Requirement: The line containing "kiryl-zubarau: I mean" marks the start, and the last line of the records below marks the end. Print that run exactly and nothing else.

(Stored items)
──────

PR #1188, opened 2021-12-07
Fix[SWA-160]: Added the correct counter for the number of submissions

Gon4ar5:
Resolve [SWA-160](https://artsyproduct.atlassian.net/browse/SWA-160)

Fix submission counter, cause he didn't correctly count the number of anonymous user submissions

### DIFF
--- a/app/models/submission.rb
+++ b/app/models/submission.rb
@@ -196,4 +196,10 @@ class Submission < ApplicationRecord
   def phone
     user_phone || user&.phone
   end
+
+  def count_submissions_of_user
+    return Submission.where(user_email: user_email).count if user.nil?
+
+    user.submissions.count
+  end
 end
--- a/app/models/submission.rb
+++ b/app/models/submission.rb
@@ -198,7 +198,7 @@ class Submission < ApplicationRecord
   end
 
   def count_submissions_of_user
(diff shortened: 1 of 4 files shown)


app/models/submission.rb
```diff
@@ -196,4 +196,10 @@ def name
   def phone
     user_phone || user&.phone
   end
+
+  def count_submissions_of_user
+    return Submission.where(user_email: user_email).count if user.nil?
```
Gon4ar5, line 201: What do you think about finding submissions exclusively by the same emails?

kiryl-zubarau: I suppose It should also ignore non anonymous submissions.

Gon4ar5: If our submission is anonymous, then a user is not created for it

Gon4ar5: Resolved

kiryl-zubarau: I mean that if the submission is anonymous you should search among other anonymous submissions instead of all of their

Gon4ar5: I understand, but now it doesn't matter anymore :)

iskounen (approved):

──────

Solved exercise:
kiryl-zubarau: I mean that if the submission is anonymous you should search among other anonymous submissions instead of all of their

Gon4ar5: I understand, but now it doesn't matter anymore :)

iskounen (approved):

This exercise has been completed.